We had spectacular Homecoming festivities over the weekend
with most sports teams winning, glorious weather (thanks due to our Chaplain,
Rev. Malcolm Wilson), and a great sense of energy from our students, returning
alumni and families.
This is actually the first Appleby Homecoming I’ve attended where
the weather wasn’t problematic. I was starting to get a complex, so I’m glad
that particular streak is broken.
Some of the highlights included: hosting the 50 Year Reunion Club
and the Class of 1989’s 25th Reunion at our home on Friday lunch and
dinner, respectively; the re-opening of the Memorial Classroom Building after a
complete renovation over the last three summers; and the student house trivia competition
and pep rally on Friday and Saturday. (I’ll put some of the more interesting questions
from the former in my next post. BTW - Powell’s House won the trivia competition.)
On Saturday, we help the Reunion Dinner in Schlesinger Dining
Hall. I realize that hearing from the Principal is not the #1 priority for
returning alumni, but I shared a few thoughts anyway. In addition to providing
an update on recent Appleby successes and encouraging them to support the school,
I made the following reflections on Homecoming:
“I have been struck by
5 sets of Appleby faces that I saw over Homecoming.
The first was the face Robert
Fleming who drove in from Kingston, walker and all, for his first visit in many
decades to attend the luncheon at our home yesterday from grads of 1964 and
earlier – the 50 year club.
With his twin brother
Louis, Robert first came to Appleby 80 years ago in 1934 as a nine-year-old
boarder.
Over lunch, Robert talked
about how he ended up here from England to a school of fewer than 80 boys. He
remembered how wonderful and kind Headmaster Pervical Wickins was, but how he
sadly and suddenly died of cancer at the end of the school year after only
telling people a couple of weeks before. Robert explained that he and his
brother shifted to Lakefield to finish high school. After pausing for a bit, he
then exclaimed – with his blue eyes twinkling and a big, broad smile – that on
reflection, the happiest years of his life were in boarding at Appleby.
The second set of faces
I that struck me were of the faces of many, many members of the class of 2014
who came back after having graduated just three short months ago. They were also
smiling and full of joy about seeing classmates and former teachers.
But speaking with them,
I get the sense that they are different people. The have the confidence of adults
coming back to their alma mater, rather than the proud yet nervous grad about
to leave the nest to take a giant life-step. I heard stories about how well
university is going, and how they look back on their teachers and on their
experiences – be they in the classroom, on the playing field, sleeping in a
quinzhee in Temagami, or helping build a school in Kenya – they look on these
with an emerging sense of broader perspective, and, as a result, much deeper appreciation
for what their Appleby experience was all about.
The third set of faces
that I think about are the 5 faces of the soldiers of the sculpture “Remembrance
and Renewal” in front of the Memorial Classroom Building. We officially
re-opened this morning, 65 years after it was first opened in 1949. It has been
completely renovated and is a spectacular example of what leading edge learning
space should be. And the statue, which we dedicated last June 6 (the 70th
anniversary of D-Day) is a variation by the same sculptor of the centrepiece of
the Juno Beach Memorial. Remembrance and Renewal’s dual purposes are 1) to
remind us that the Memorial Classroom Building was built as a tribute to the AC
men who fought and died in WWII, while also 2) inspiring alumni and students to
exhibit those same values – sense of service, duty and commitment to bettering
society throughout your lives. Each of the five faces of the sculpture shows a
different emotion. It is a beautiful piece and you should make sure you take the
opportunity to look at it lit up at night, and also see how the building has
been transformed since your time as a student.
And the fifth face that
I remember well is that of a young boy I chatted with this afternoon. He is
maybe two or three and was all hyped up on ice cream, noise and excitement.

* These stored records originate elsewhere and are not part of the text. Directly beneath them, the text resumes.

PR #1359, opened 2022-09-20
DEVO-635: Setting up pipeline to run unit tests on javaclient api

SameeraPriyathamTadikonda:


Jenkinsfile
```diff
@@ -0,0 +1,37 @@
...
+          export PATH=$GRADLE_USER_HOME:$JAVA_HOME/bin:$PATH
+          cd java-client-api
+          ./gradlew mlDeploy
+        '''
+        sh label:'test', script: '''#!/bin/bash
+          export JAVA_HOME=$JAVA_HOME_DIR
+          export GRADLE_USER_HOME=$WORKSPACE/$GRADLE_DIR
+          export PATH=$GRADLE_USER_HOME:$JAVA_HOME/bin:$PATH
+          cd java-client-api
+          ./gradlew test  || true
```
rjrudin, line 31: @SameeraPriyathamTadikonda I think this should just be marklogic-client-api:test - I don't think we need to run the tests for the other two projects yet, but maybe later.

rjrudin (changes requested):

Jenkinsfile
SameeraPriyathamTadikonda: I changed to run functional tests to run after the PR merges.

Jenkinsfile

When I asked him what he was doing, his brown eyes got really big, and he had
one of those earnest faces (coloured with Appleby-blue facepaint),and he told
me in a loud voice with a blend of great gravitas and bursting pride that “This
is my Daddy’s School!”
I don’t know who was
prouder – the boy or his father. But it captured for me how a great school is
about community beyond just what happens here on campus.
Those five sets of
faces capture much of what was great about Homecoming today.”